** Opening Supplied material block **

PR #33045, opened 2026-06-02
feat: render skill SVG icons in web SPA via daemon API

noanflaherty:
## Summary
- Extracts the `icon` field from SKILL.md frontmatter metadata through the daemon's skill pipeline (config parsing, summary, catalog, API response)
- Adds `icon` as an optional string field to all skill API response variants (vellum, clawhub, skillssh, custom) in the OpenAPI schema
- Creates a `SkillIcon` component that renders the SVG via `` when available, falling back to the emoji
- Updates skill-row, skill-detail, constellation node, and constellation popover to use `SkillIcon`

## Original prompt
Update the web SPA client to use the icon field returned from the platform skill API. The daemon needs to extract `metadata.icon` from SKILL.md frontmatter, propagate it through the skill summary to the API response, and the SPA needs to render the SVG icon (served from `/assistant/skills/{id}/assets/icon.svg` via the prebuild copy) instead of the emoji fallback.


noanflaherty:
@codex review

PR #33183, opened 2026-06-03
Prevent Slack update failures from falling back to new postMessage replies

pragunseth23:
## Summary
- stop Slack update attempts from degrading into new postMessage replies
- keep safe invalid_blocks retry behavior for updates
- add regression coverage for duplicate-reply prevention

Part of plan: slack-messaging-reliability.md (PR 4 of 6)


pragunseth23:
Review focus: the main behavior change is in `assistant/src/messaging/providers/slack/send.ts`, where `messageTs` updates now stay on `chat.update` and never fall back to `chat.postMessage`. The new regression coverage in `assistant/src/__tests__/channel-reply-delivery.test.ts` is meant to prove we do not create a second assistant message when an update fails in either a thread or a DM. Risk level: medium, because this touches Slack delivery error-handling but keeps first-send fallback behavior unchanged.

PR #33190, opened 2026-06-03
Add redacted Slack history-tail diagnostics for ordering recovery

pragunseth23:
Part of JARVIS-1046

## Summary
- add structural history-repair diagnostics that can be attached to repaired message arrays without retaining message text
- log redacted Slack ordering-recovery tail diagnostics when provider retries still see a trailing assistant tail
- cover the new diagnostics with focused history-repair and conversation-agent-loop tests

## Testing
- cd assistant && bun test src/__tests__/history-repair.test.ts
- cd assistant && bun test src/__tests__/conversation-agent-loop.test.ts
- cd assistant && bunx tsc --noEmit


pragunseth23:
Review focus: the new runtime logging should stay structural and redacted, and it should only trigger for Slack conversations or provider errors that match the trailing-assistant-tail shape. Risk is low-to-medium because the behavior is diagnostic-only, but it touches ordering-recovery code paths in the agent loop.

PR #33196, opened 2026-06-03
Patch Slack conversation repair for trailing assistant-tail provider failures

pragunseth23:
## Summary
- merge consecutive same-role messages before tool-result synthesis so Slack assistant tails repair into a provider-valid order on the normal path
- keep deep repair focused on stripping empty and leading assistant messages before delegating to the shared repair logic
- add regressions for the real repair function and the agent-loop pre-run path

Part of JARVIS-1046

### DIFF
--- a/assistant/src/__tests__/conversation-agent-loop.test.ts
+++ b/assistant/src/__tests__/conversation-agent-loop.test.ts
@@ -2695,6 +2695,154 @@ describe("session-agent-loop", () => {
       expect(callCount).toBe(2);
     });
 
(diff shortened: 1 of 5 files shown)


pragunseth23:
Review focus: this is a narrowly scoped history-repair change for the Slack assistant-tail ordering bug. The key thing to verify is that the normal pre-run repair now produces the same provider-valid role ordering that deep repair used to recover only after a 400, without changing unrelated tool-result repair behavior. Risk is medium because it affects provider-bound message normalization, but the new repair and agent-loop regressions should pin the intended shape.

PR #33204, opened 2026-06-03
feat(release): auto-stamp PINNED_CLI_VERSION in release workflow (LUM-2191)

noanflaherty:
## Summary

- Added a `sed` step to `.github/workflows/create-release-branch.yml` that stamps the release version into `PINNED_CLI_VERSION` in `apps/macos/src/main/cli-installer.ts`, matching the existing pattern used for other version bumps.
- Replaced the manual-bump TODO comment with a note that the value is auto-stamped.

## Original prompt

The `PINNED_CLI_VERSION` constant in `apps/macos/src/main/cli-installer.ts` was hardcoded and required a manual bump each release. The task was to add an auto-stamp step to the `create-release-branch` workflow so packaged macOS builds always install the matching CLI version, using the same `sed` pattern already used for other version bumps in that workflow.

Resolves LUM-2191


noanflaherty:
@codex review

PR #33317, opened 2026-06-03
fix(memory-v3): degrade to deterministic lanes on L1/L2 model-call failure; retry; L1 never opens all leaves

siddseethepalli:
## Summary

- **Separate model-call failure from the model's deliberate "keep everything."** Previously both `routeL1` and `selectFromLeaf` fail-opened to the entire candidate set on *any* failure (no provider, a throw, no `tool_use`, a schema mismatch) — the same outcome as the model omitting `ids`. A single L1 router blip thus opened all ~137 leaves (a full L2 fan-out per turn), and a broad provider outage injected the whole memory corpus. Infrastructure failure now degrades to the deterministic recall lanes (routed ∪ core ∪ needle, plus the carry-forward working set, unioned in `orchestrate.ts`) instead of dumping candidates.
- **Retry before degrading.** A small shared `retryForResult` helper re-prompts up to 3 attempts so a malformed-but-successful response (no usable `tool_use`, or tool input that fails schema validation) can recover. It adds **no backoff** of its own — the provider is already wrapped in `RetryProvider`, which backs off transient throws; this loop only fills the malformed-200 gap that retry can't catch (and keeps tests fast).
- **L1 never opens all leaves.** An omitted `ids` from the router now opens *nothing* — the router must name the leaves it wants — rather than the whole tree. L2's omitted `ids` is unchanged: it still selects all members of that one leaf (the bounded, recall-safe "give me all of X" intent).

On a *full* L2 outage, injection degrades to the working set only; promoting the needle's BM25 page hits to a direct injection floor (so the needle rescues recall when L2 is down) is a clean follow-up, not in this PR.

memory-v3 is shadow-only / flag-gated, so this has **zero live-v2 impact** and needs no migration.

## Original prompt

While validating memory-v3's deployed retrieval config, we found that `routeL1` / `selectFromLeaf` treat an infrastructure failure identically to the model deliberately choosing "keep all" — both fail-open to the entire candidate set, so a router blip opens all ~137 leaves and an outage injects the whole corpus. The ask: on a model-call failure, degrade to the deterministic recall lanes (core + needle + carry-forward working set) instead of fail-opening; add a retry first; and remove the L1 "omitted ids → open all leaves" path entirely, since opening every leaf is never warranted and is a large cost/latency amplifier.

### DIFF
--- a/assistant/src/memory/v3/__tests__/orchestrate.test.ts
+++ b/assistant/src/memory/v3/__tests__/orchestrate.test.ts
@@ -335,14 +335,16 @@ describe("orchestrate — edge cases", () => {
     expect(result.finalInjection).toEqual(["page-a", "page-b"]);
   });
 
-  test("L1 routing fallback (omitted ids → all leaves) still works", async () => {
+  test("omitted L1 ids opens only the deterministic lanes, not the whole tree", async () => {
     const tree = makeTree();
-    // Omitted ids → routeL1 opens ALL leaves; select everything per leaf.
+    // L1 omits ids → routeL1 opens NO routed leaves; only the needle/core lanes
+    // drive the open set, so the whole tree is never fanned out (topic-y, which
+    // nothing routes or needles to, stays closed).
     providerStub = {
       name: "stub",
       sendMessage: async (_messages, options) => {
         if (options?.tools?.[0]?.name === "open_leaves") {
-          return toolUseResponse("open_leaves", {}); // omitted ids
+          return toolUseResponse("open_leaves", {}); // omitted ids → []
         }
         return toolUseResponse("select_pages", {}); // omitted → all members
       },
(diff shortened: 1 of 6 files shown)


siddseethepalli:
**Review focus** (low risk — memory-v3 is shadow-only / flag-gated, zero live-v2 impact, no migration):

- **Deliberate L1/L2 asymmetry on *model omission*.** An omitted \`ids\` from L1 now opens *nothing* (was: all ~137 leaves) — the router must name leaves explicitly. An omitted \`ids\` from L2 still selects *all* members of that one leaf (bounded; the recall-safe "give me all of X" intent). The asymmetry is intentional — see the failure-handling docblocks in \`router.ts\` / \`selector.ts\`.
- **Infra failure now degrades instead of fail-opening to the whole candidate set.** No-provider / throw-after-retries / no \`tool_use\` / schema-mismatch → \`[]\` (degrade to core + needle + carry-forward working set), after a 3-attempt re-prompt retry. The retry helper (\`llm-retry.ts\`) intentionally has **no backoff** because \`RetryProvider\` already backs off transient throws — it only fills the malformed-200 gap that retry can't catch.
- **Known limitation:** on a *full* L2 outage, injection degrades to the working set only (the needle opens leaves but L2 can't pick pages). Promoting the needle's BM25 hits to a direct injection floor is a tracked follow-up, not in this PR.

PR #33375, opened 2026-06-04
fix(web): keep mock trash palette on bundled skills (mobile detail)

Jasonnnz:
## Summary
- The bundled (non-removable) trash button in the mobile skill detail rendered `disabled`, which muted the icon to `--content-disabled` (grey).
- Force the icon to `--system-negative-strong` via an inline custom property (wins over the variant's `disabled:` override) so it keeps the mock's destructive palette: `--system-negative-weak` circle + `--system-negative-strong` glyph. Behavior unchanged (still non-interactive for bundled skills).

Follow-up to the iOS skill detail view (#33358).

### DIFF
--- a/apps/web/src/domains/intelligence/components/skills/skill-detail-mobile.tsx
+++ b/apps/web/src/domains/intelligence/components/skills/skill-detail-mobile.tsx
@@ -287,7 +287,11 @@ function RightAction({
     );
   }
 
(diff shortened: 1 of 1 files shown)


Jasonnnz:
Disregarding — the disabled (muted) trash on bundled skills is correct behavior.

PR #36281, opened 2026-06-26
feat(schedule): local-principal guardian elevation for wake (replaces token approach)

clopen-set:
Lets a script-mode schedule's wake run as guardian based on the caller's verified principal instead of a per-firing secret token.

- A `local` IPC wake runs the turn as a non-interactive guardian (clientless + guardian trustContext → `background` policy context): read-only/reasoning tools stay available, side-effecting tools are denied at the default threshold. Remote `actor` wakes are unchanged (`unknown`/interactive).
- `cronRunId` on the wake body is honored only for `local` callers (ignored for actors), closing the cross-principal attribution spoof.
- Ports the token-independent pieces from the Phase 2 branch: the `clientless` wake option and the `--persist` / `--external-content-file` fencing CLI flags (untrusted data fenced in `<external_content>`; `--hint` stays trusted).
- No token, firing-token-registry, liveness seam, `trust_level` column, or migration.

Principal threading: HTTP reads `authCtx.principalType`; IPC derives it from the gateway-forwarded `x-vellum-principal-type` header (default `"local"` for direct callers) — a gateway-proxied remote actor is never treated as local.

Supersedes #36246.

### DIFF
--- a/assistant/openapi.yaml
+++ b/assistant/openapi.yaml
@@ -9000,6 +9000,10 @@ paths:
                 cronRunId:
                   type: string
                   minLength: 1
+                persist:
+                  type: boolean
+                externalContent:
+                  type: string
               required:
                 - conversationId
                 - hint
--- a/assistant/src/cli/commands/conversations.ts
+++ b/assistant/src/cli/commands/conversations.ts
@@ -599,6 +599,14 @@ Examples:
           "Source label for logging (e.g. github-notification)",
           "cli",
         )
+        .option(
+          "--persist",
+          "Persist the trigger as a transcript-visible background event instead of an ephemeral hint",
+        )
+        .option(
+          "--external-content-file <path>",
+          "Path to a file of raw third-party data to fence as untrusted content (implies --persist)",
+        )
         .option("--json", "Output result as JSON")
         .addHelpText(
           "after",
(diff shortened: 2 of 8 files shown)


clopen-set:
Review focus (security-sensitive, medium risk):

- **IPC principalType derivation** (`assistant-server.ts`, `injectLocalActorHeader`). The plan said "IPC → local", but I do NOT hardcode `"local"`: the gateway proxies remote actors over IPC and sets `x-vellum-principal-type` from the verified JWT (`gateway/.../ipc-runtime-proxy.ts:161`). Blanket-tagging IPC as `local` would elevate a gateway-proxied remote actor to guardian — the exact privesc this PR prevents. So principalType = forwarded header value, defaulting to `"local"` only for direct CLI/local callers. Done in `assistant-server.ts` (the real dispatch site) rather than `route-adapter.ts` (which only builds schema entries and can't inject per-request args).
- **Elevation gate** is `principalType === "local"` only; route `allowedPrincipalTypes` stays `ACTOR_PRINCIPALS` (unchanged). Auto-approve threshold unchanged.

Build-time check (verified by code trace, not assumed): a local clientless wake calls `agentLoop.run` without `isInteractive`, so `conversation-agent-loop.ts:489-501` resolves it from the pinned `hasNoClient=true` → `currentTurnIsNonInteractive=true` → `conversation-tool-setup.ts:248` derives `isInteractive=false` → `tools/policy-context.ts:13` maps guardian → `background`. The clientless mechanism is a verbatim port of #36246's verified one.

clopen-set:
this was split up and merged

** Closing Supplied material block **

■ **Work task**
Copy down each line in the entries that has the word "release".

■ **Answer to the problem**
feat(release): auto-stamp PINNED_CLI_VERSION in release workflow (LUM-2191)
- Added a `sed` step to `.github/workflows/create-release-branch.yml` that stamps the release version into `PINNED_CLI_VERSION` in `apps/macos/src/main/cli-installer.ts`, matching the existing pattern used for other version bumps.
The `PINNED_CLI_VERSION` constant in `apps/macos/src/main/cli-installer.ts` was hardcoded and required a manual bump each release. The task was to add an auto-stamp step to the `create-release-branch` workflow so packaged macOS builds always install the matching CLI version, using the same `sed` pattern already used for other version bumps in that workflow.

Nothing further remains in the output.